今回は、家族信託契約について、実際の相談風景を題材にして会話形式で解説します。

登場人物は、ご自身の財産管理に不安を感じている花子さん、
その娘で信託契約の受託者となる留美さん、
そして、相談を受ける行政書士事務所所長のカモメ、
この3人です。

家族信託契約を検討されている方はもちろん、家族信託に少し興味をお持ちの方にも、ぜひ読んでいただきたい内容です。

第1章:家族信託を検討するきっかけ

カモメ
花子さん、留美さん、本日は当事務所にお越しいただきありがとうございます。
花子さんから事前にご相談内容を伺っておりますが、
改めて、家族信託を検討されたきっかけを教えていただけますでしょうか。

花子
はい、カモメ先生。
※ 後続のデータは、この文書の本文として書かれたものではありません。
Issue #778, opened 2022-05-18
Orchestrator: Proper handling for SAVE-cli issues reported by SAVE-agent


akuleshov7:
1. Right now if the processing fails we simply mark agent execution as `CLI_FAILED` 
2. In this case orchestrator simply stops ALL agents (if all of them are `IDLE` or `CLI_FAILED`)
3. But tests are not marked as `FAILED` - they are still in RUNNING state

We need to do the following:
- Rename `CLI_FALED` to `INTERNAL_SAVE_CLI_ERROR` 
- Mark tests `FAILED` (fail all of them)
- Think of how to give extra information to the user of what happened and why Agents failed

akuleshov7:
There is already some work have been done in https://github.com/analysis-dev/save-cloud/pull/776

In this PR we fail execution. But we need to get the reason of failure and provide it for the user

akuleshov7:
https://github.com/saveourtool/save-cloud/pull/2635/files#r1341720749

PR #886, opened 2022-07-07
Orchestrator: Proper handling for SAVE-cli issues reported by SAVE-agent #778

icemachined:
What's done:
* add new field failReason in ExecutionUpdateDto
* in case of failure ExecutionUpdateDto is saved in debugInfo folder in execution root
* new endpoint created for ui /get-execution-info
* in case of debug-info is unavailable for the test then in tries to extract and show execution-info

### DIFF
--- a/save-agent/src/linuxX64Main/kotlin/com/saveourtool/save/agent/SaveAgent.kt
+++ b/save-agent/src/linuxX64Main/kotlin/com/saveourtool/save/agent/SaveAgent.kt
@@ -158,9 +158,7 @@ class SaveAgent(internal val config: AgentConfiguration,
                 state.value = AgentState.CLI_FAILED
             } else {
                 handleSuccessfulExit().invokeOnCompletion { cause ->
-                    if (cause == null) {
-                        state.value = AgentState.FINISHED
-                    }
+                    state.value = if (cause == null) AgentState.FINISHED else AgentState.CLI_FAILED
                 }
             }
             else -> {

実は、2年前に夫を亡くしまして、今は一人暮らしをしております。
相続したマンションに住んでいるのですが、他に築30年になるアパートも持っていて、
そちらの管理が大変になってきたんです。

留美
母は高齢ですし、アパートの修繕が必要になるたびに、業者とのやり取りや契約手続きが大変そうなんです。
私も仕事がありますので、なかなか手伝ってあげられなくて…。

花子
そうなのよ。留美に迷惑をかけたくないし、将来のことを考えると、何か対策を考えないといけないと思って。
それで、以前から気になっていた家族信託について、一度専門家の方に話を聞いてみたいと思ったんです。

カモメ
なるほど、お気持ちがよくわかります。
花子さんのように、ご自身の財産管理や将来について不安を感じている方はたくさんいらっしゃいます。
家族信託は、ご家族の状況に合わせて柔軟に財産を管理・承継できる制度ですので、
花子さんのケースにも有効な手段となりえますね。

留美
私も家族信託については少し調べてみたんですが、まだ分からないことが多いんです。
今日は、先生に色々教えていただきたいと思っております。

カモメ
ありがとうございます。留美さんは事前に調べてこられたのですね。素晴らしいです。
では、まず家族信託の基本的な仕組みからご説明しましょう。

第2章:家族信託の仕組みとは?

カモメ
家族信託とは、ご自身の財産を信頼できる家族に託し、その家族が、ご自身のために財産を管理・運用・処分する制度です。
花子さんの場合、花子さんが「委託者」となり、留美さんが「受託者」となります。

花子
委託者と受託者…聞き慣れない言葉ですね。

カモメ
はい、委託者とは、信託財産(この場合は、花子さんのアパートやマンションなど)を託す人のことです。
「託す人」ですね。
受託者とは、その財産を管理・運用する人のことです。
「託される人」です。
受託者は、信託契約に基づき、委託者のために誠実に財産を管理する義務を負います。

留美
なるほど。私が母の代わりにアパートの管理をするということですね。
具体的には、どのようなことをするのでしょうか?

カモメ
はい、留美さんは、アパートの賃料収入を受け取り、修繕費を支払ったり、入居者との契約手続きをしたりと、
建物の維持管理全般を行うことができます。
もちろん、信託契約の内容によって、受託者の権限範囲はお二人で自由に設定できます。

花子
それは助かりますね。
以前は、私自身で全て対応していたのですが、年齢とともに負担を感じていました。

カモメ
そうですね。
家族信託は、財産の管理だけでなく、将来的な財産の承継についても、柔軟に設計できるという点が大きな特徴です。
例えば、恐れ入りますが花子さんがお亡くなりになった後、アパートを留美さんが相続するように、
信託契約で定める形にすることも可能です。

留美
相続についても、信託契約で決められるのですね。それは便利ですね。

カモメ
はい、その通りです。通常の相続手続きですと、遺産分割協議などが必要となり、
ご家族間で揉めてしまうケースも少なくありません。
しかし、家族信託であれば、事前に誰にどの財産を承継するかを明確に決めておくことができるので、
相続に関するトラブルを未然に防ぐことができるのです。

花子
将来のことも考えると、家族信託は安心できるしくみですね。

カモメ
そうですね。
家族信託は、ご自身の財産を、ご自身の意思に基づいて、ご家族に託し、ご自身の将来の生活を支えることができる制度です。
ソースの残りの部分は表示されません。